Learning Discriminative Visual-Text Representation for Polyp Re-Identification
This work addresses a domain-specific problem in medical imaging for colorectal cancer diagnosis, offering an incremental improvement by incorporating textual data into existing visual methods.
The paper tackles the problem of colonoscopic polyp re-identification by proposing VT-ReID, a method that integrates visual and textual features to improve generalization, achieving state-of-the-art results with a clear margin.
Colonoscopic Polyp Re-Identification aims to match a specific polyp in a large gallery with different cameras and views, which plays a key role for the prevention and treatment of colorectal cancer in the computer-aided diagnosis. However, traditional methods mainly focus on the visual representation learning, while neglect to explore the potential of semantic features during training, which may easily leads to poor generalization capability when adapted the pretrained model into the new scenarios. To relieve this dilemma, we propose a simple but effective training method named VT-ReID, which can remarkably enrich the representation of polyp videos with the interchange of high-level semantic information.
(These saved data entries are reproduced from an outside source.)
PR #508, opened 2026-06-18
SDK + CLI: getPositions() to fetch all wallet lend positions in one call

### LINKED ISSUE #454: SDK + CLI: getPositions() to fetch all wallet lend positions in one call
The SDK's `wallet.lend.getPosition({ marketId })` requires a specific `marketId` and throws `MarketIdRequiredError` otherwise (`packages/sdk/src/actions/lend/namespaces/WalletLendNamespace.ts:52`). There is no API to fetch all of a wallet's open positions across configured markets/providers. The same gap exists at the read-only `actions.lend.*` namespace.

## Why

Every consumer that wants to render \"the wallet's portfolio\" has to:

1. Walk the configured market allowlist.
2. Call `getPosition({ marketId })` once per market in parallel.
3. Filter zero-balance results client-side.

That's `M × P` RPC calls (markets × providers) per page-load — small for the demo allowlist, ugly for any larger config. It also makes batched optimisations (multicall, cf. #452) impossible because each SDK call is single-market.

### Existing demo cost

`packages/demo/frontend/src/hooks/useLendProvider.ts:106-139` already fans out manually:

\`\`\`ts
const positionPromises = marketInfoList.map(async (market) =>
  operations.getPosition({ ... })
)
const positionResults = await Promise.all(positionPromises)
\`\`\`

Two calls' worth of activity log entries (`getMarket` + `getPosition`) hide N RPCs. Replacing this with a single SDK call simplifies the hook AND makes activity-log accounting honest.

The post-trade refresh in `useLendPosition.ts:76-97, 129-150` already invalidates **one** position cache key (`['position', address, chainId]`); that pattern stays as-is — single-market `getPosition` is still the right tool when you know which market just changed.

## Proposed API

\`\`\`ts
// Read namespace (no wallet)
actions.lend.getPositions(walletAddress: Address, params?: GetPositionsParams): Promise<LendMarketPosition[]>

// Wallet namespace (uses wallet.address implicitly)
wallet.lend.getPositions(params?: GetPositionsParams): Promise<LendMarketPosition[]>

interface GetPositionsParams {
  /** Filter to one chain (mirrors GetLendMarketsParams). */
  chainId?: SupportedChainId
  /** Filter to one provider (\"morpho\" | \"aave\" etc.). */
  provider?: LendProviderName
  /** Drop zero-balance positions before returning. Default: false (return every market for parity with getMarkets). */
  nonZeroOnly?: boolean
}
\`\`\`

Returns the same `LendMarketPosition` shape the existing `getPosition` already uses — no new type.

## Implementation notes

- **Backed by multicall (#452 follow-up)**: every provider runs `getPosition` against viem `Multicall3` — one eth_call per chain instead of one per market. The savings stack with #452's balance optimization.
- **Per-call failure semantics**: `allowFailure: true` so a single bad market RPC doesn't poison the batch. Failures map to a typed `ActionsError` per market (or are dropped, depending on `nonZeroOnly`).
- **Provider aggregation**: `BaseLendNamespace.getPositions` runs `Promise.all` over configured providers; each provider's `_getPositions` walks its own allowlist. Symmetric to the existing `_getMarkets` pattern.

## CLI follow-up

Once the SDK ships `wallet.lend.getPositions`, add `actions wallet lend positions` (plural — the existing singular `position --market <name>` stays).

\`\`\`
actions wallet lend positions [--chain <name> | --chain-id <id>] [--non-zero-only]
\`\`\`

Output: `LendMarketPosition[]` verbatim, bigints stringified.

Until the SDK ships this, the CLI could implement the fan-out itself against `collectMarkets(config)`, but doing so client-side defeats the multicall optimization. Skip the CLI work until the SDK lands.

## Acceptance criteria

- [ ] `actions.lend.getPositions(address, params?)` and `wallet.lend.getPositions(params?)` exist on the SDK.
- [ ] Aggregates across all configured providers and markets.
- [ ] `LendMarketPosition[]` shape matches the existing `getPosition` return.
- [ ] Per-market failures don't poison the batch.
- [ ] Demo `useLendProvider.ts` consumes `getPositions` instead of the manual fan-out.
- [ ] CLI `actions wallet lend positions` ships.

Parent: #407.

its-everdred:
Closes #454

## Summary

Adds `getPositions()` to the SDK to fetch **all** of a wallet's lend positions in one call, replacing the per-market `getPosition` fan-out that every portfolio consumer had to write by hand. Wires it through the CLI and the demo.

### SDK
- `GetPositionsParams` (`chainId?`, `provider?`, `nonZeroOnly?`), exported from the public entry.
- `LendProvider.getPositions(walletAddress, params?)` — walks the provider's market allowlist and fetches each position with `Promise.allSettled`, so a single bad-market RPC can't poison the batch (rejected markets are dropped).
- `BaseLendNamespace.fetchPositions` — aggregates across configured providers (or one, via `provider`), flattens, then applies `nonZeroOnly`.
- `ActionsLendNamespace.getPositions(walletAddress, params?)` and `WalletLendNamespace.getPositions(params?)` (uses `wallet.address` implicitly).

### CLI
- `actions wallet lend positions [--chain <name> | --chain-id <id>] [--non-zero-only]` — one `wallet.lend.getPositions()` call; emits `LendMarketPosition[]` verbatim (bigints stringified). New `lendPositions` output sink.

### Demo
- Backend: `getLendPositions` service + `GET /wallet/lend/positions` route/controller (optional `chainId`/`nonZeroOnly` query).
- Frontend: `actionsApi.getPositions`, `EarnOperations.getPositions` on both wallet operation builders.
- `useLendProvider.ts`: both fan-out sites (mount load + post-trade refresh) now call `operations.getPositions()` once. The single `getPosition` activity-log entry is now honest (one call, one line).

## Testing
- SDK: provider walk / empty allowlist / missing-address / chain validation / per-market failure isolation; namespace aggregation / provider filter / `nonZeroOnly`; wallet implicit-address path.
- CLI: emit shape, `--chain` + `--non-zero-only` forwarding, multi-chain rejection, missing-lend/RPC error mapping.
- Backend: service param-forwarding + bigint serialization + error propagation.
- All suites green (SDK 673, CLI 267, backend 132, frontend 73); typecheck + lint clean across packages.
- Manual CLI run against the demo config (Base Sepolia + OP Sepolia): default aggregates both chains; `--non-zero-only` → `[]`; `--chain base-sepolia` filters; both-flags rejected with a validation error.


packages/cli/src/commands/wallet/lend/positions.ts
```diff
@@ -0,0 +1,43 @@
...
+      { chainIds },
+    )
+  }
+  const chainId = chainIds?.[0]
+  try {
+    const positions = await wallet.lend.getPositions({
+      chainId,
+      nonZeroOnly: flags.nonZeroOnly,
+    })
+    printOutput('lendPositions', positions)
```
its-everdred: This only supports fetching positions for the first chain: I'd prefer if this gave the option for either a single chain ID or an array of chain IDs, or, if none provided, have it check all supported chains from the ActionsConfig. That would be:
1. an SDK change
2. a change here

its-everdred: > option for either a single chain ID or an array of chain IDs, or, if none provided, have it check all supported chains from the ActionsConfig

Addressed: the SDK now accepts mutually exclusive `chainId` or `chainIds` filters and defaults to all configured chains, while the CLI forwards single or comma-separated chain selections without truncating them.

packages/cli/src/commands/wallet/lend/positions.ts
```diff
@@ -0,0 +1,36 @@
...
+  const { wallet, config } = await walletContext()
+  requireLendCapability(wallet)
+  const chainIds = resolveChainFlags(
+    flags,
+    config.chains.map((c) => c.chainId),
+  )
+  try {
+    const positions = await wallet.lend.getPositions(
+      chainIds
+        ? { chainIds, nonZeroOnly: flags.nonZeroOnly }
```
its-everdred: id rather a top level `options` with `nonZeroOnly` as the attr within it

packages/demo/backend/src/controllers/wallet.ts
```diff
@@ -94,6 +104,36 @@ export class WalletController {
...
+
+    const positions = await walletService.getLendPositions({
+      wallet,
+      params: {
+        chainId: chainId ? (Number(chainId) as SupportedChainId) : undefined,
+        nonZeroOnly: nonZeroOnly === 'true',
+      },
+    })
+    return c.json({ result: positions })
+  }
```
its-everdred, line 144: We would also want this to support passing multiple chain IDs as well.

packages/demo/frontend/src/api/actionsApi.ts
```diff
@@ -105,6 +105,28 @@ class ActionsApiClient extends BaseApiClient {
     }
   }
 
+  async getPositions(
+    params: { chainId?: SupportedChainId; nonZeroOnly?: boolean } = {},
+    headers: HeadersInit = {},
+  ): Promise<LendMarketPosition[]> {
```
its-everdred, line 114: We would want to support passing multiple chain IDs at this level, as well as all other levels of the SDK, the demo, and the CLI.

packages/demo/frontend/src/components/earn/frontendWalletOperations.ts
its-everdred, line 92: im surprised i dont see borrow actions here, do we support borrow actions with frontend wallets? respond to this comment, don't implement changes

packages/demo/frontend/src/components/earn/serverWalletOperations.ts
its-everdred, line 38: im surprised i dont see borrow actions here, where do we support borrow actions with server wallets? respond to this comment.

packages/cli/src/commands/wallet/lend/positions.ts
its-everdred: > top level `options` with `nonZeroOnly` as the attr within it

Addressed: `nonZeroOnly` now lives at `params.options.nonZeroOnly` throughout the SDK, CLI, and demo adapters.

packages/demo/frontend/src/hooks/__tests__/useLendProviderPositions.spec.ts
```diff
@@ -0,0 +1,146 @@
...
+      )
+      return match ?? position(marketId.address, 0n)
+    }),
+    getPositions: vi.fn().mockResolvedValue(positions),
+    mintAsset: vi.fn().mockResolvedValue({}),
+    openPosition: vi.fn().mockResolvedValue({}),
+    closePosition: vi.fn().mockResolvedValue({}),
+    executeSwap: vi.fn().mockResolvedValue({}),
+  }
+}
```
its-everdred: do we have existing mocks or test utils for these? otherwise lets move to a new test helpers, utils, or mocks file and import

packages/demo/frontend/src/components/earn/frontendWalletOperations.ts
its-everdred: > do we support borrow actions with frontend wallets?

Yes. `buildFrontendBorrowOperations` is lower in this file and wires frontend-wallet position reads, quotes, open/close, collateral deposit/withdrawal, and repayment; this hunk is only the lend-operation builder.

packages/demo/frontend/src/hooks/useLendProvider.ts
```diff
@@ -93,51 +176,18 @@ export function useLendProvider({
...
-          isLoadingPosition: false,
-          marketId: market.marketId,
-          provider: market.provider,
-        })),
-    )
+    // One SDK call aggregates every market/provider position (see #14),
+    // replacing the per-market getPosition fan-out. Kept best-effort: the
+    // event-driven caller invokes this as `void`, so a refresh failure must
+    // log rather than surface as an unhandled rejection (the old per-market
+    // fan-out swallowed errors the same way).
```
its-everdred: Find all multi-line comments that we added and reduce them down to a more concise single-line comment in this PR.

packages/demo/frontend/src/hooks/useLendProvider.ts
```diff
@@ -163,82 +213,28 @@ export function useLendProvider({
...
-              ],
-              result.position,
-            )
-          }
-        }
+        seedPositionCache(queryClient, positions)
 
         // Build initial market positions array with all markets that have deposits
-        const initialPositions = positionResults
-          .filter((result) => {
```
its-everdred, line 203: DRY these lines, we do this twice

packages/sdk/src/actions/lend/core/LendProvider.ts
```diff
@@ -183,6 +185,48 @@ export abstract class LendProvider<
...
+    )
+
+    const settled = await Promise.allSettled(
+      markets.map((market) =>
+        this.getPosition(walletAddress, {
+          address: market.address,
+          chainId: market.chainId,
+        }),
+      ),
+    )
```
its-everdred, line 213: Instead of settling it per provider, I wonder if it makes more sense to set it across all providers at a higher level up. Respond with a comment with a few code snippets that would show off what this change could look like.

packages/demo/backend/src/controllers/wallet.ts
its-everdred: Addressed in `a4a1f5ee`: the backend accepts mutually exclusive `chainId` or comma-separated `chainIds` filters and forwards the parsed list to the SDK.

packages/demo/frontend/src/api/actionsApi.ts
its-everdred: Addressed in `a4a1f5ee`: `chainIds` now flows through the frontend API and backend, completing the existing SDK and CLI support.

packages/demo/frontend/src/hooks/__tests__/useLendProviderPositions.spec.ts
its-everdred: Addressed in `d0ca18c6`: moved the lend fixtures and hook wrapper to `src/test-utils/lendFixtures.ts`.

packages/sdk/src/actions/lend/namespaces/ActionsLendNamespace.ts
```diff
@@ -1,7 +1,31 @@
...
+   * @param params - Optional chain/provider filters and zero-balance toggle
+   * @returns Promise resolving to the wallet's positions
+   */
+  async getPositions(
+    walletAddress: Address,
+    params: GetPositionsParams = {},
+  ): Promise<LendMarketPosition[]> {
+    return this.fetchPositions(walletAddress, params)
+  }
+}
```
its-everdred: Is there any reason this shouldn't live in BaseLendNamespace? just rename that fetchPositions to getPositions and we can remove the changes in this file completely

packages/sdk/src/actions/lend/namespaces/WalletLendNamespace.ts
```diff
@@ -63,6 +64,21 @@ export class WalletLendNamespace extends BaseLendNamespace {
...
+   * every configured provider's market allowlist using `this.wallet.address`,
+   * isolates per-market RPC failures, and returns the same `LendMarketPosition`
+   * shape `getPosition` returns.
+   * @param params - Optional chain/provider filters and zero-balance toggle
+   * @returns Promise resolving to the wallet's positions
+   */
+  async getPositions(
+    params: GetPositionsParams = {},
+  ): Promise<LendMarketPosition[]> {
+    return this.fetchPositions(this.wallet.address, params)
```
its-everdred: again, id rather the BaseLendNamespace function be getPositions

packages/sdk/src/actions/lend/core/LendProvider.ts
its-everdred: That can move into `BaseLendNamespace`, but a direct move changes failure granularity. The simple provider-level version would be:

```ts
// LendProvider
return Promise.all(
  markets.map((market) => this.getPosition(walletAddress, market)),
)
```

```ts
// BaseLendNamespace
const settled = await Promise.allSettled(
  providers.map((provider) => provider.getPositions(walletAddress, params)),
)
const positions = settled.flatMap((result) =>
  result.status === 'fulfilled' ? result.value : [],
)
```

That drops every result from a provider when one of its markets fails. To retain per-market partial results with one higher-level settle point, the provider could expose its selected market IDs and the namespace could flatten all reads first:

```ts
const reads = providers.flatMap((provider) =>
  provider.getPositionMarketIds(params).map((marketId) =>
    provider.getPosition(walletAddress, marketId),
  ),
)
const settled = await Promise.allSettled(reads)
```

I would use the flattened version if we move this, since it centralizes settlement without weakening per-market isolation.

packages/demo/frontend/src/hooks/useLendProvider.ts
its-everdred: Addressed in `677cc44b`: PR-added prose blocks are now one line or removed; required public API JSDoc remains concise and tag-structured.

packages/demo/frontend/src/hooks/useLendProvider.ts
its-everdred: Addressed in `ee94e1c6`: mount and refresh now share `loadMarketPositions` for fetching, cache seeding, and projection.

packages/sdk/src/actions/lend/namespaces/ActionsLendNamespace.ts
its-everdred: Addressed in `15b56b86`: `BaseLendNamespace` now owns public `getPositions`, and `ActionsLendNamespace.ts` is unchanged from `main`.

packages/sdk/src/actions/lend/namespaces/WalletLendNamespace.ts
its-everdred: Addressed in `15b56b86`: the wallet namespace inherits the typed `getPositions(params?)` method and supplies its address lazily, so smart-wallet construction remains valid.

packages/sdk/src/actions/lend/namespaces/WalletLendNamespace.ts
```diff
@@ -17,12 +20,12 @@ import type { Wallet } from '@/wallet/core/wallets/abstract/Wallet.js'
...
  */
-export class WalletLendNamespace extends BaseLendNamespace {
+export class WalletLendNamespace extends BaseLendNamespace<WalletGetPositionsArgs> {
   constructor(
     providers: LendProviders,
     private readonly wallet: Wallet,
   ) {
-    super(providers)
+    super(providers, () => wallet.address)
   }
```
its-everdred, line 27: curious why we needed this change?

its-everdred: Because `getPositions` now lives on `BaseLendNamespace`, the base must preserve both public signatures: `actions.lend.getPositions(walletAddress, params?)` and `wallet.lend.getPositions(params?)`. `WalletGetPositionsArgs` keeps the wallet method typed without an address argument, while the callback supplies the bound wallet address. The callback must be lazy because smart-wallet namespaces are constructed before the address is initialized; passing `wallet.address` directly caused construction to throw `Smart wallet not initialized`.

its-everdred: It's odd to see a type that is specific to a single function, even though this class has many and relates to many. Perhaps we could change the type name. And add a comment that explains why we do () => wallet.address

its-everdred: Addressed in `88f62d0a`: the class generic now represents the namespace scope (`'actions' | 'wallet'`) instead of naming one function's arguments. I also added a concise comment explaining that the callback defers the address read until after smart-wallet namespace construction.

packages/sdk/src/actions/lend/namespaces/BaseLendNamespace.ts
```diff
@@ -45,6 +61,33 @@ export abstract class BaseLendNamespace extends BaseNamespace<
...
+   * @param args - Wallet address and filters, or wallet-scoped filters
+   * @returns Promise resolving to the wallet's positions across providers
+   * @throws AddressRequiredError, InvalidParamsError, or ChainNotSupportedError
+   */
+  async getPositions(
+    ...args: GetPositionsArgs<TScope>
+  ): Promise<LendMarketPosition[]> {
+    const { walletAddress, params } = this.resolveGetPositionsArgs(args)
+    const providers = params.provider
+      ? [this.providers[params.provider]].filter(
```
its-everdred: add a comment with example

packages/sdk/src/actions/lend/namespaces/BaseLendNamespace.ts
```diff
@@ -45,6 +61,33 @@ export abstract class BaseLendNamespace extends BaseNamespace<
...
+          (provider): provider is ConfiguredLendProvider =>
+            provider !== undefined,
```
its-everdred: do we have a getProvider() function? if not, make one

packages/sdk/src/actions/lend/namespaces/BaseLendNamespace.ts
```diff
@@ -65,4 +108,19 @@ export abstract class BaseLendNamespace extends BaseNamespace<
       details: `No provider configured for market on chain ${marketId.chainId}`,
     })
   }
+
+  private resolveGetPositionsArgs(args: GetPositionsArgs<LendNamespaceScope>): {
+    walletAddress: Address
+    params: GetPositionsParams
+  } {
+    if (typeof args[0] === 'string') {
```
its-everdred: I dont like "args", Follow patterns established in the repo. Call this `params` and use named param attrs. Let's not sort by whether or not it's a string.

its-everdred: include wallet address as a param

packages/sdk/src/actions/lend/namespaces/BaseLendNamespace.ts
its-everdred: Addressed in `e3f15d27`: the JSDoc now includes named-parameter examples for both `actions.lend` and `wallet.lend`.

packages/sdk/src/actions/lend/namespaces/BaseLendNamespace.ts
its-everdred: Addressed in `ea1528ae`: `BaseNamespace.getProvider(name)` now returns configured providers and throws `ProviderNotConfiguredError` when an explicit provider is unavailable; lend aggregation uses it.

packages/sdk/src/actions/lend/namespaces/BaseLendNamespace.ts
its-everdred: Addressed in `e3f15d27`: `getPositions` now accepts one named `params` object containing `walletAddress` and filters. The string-discrimination path is removed, and wallet namespaces fill their bound address when it is omitted.

jefr90 (approved):
LGTM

Moreover, we elaborately design a novel clustering mechanism to introduce prior knowledge from textual data, which leverages contrastive learning to promote better separation from abundant unlabeled text data. To the best of our knowledge, this is the first attempt to employ the visual-text feature with clustering mechanism for the colonoscopic polyp re-identification. Empirical results show that our method significantly outperforms current state-of-the art methods with a clear margin.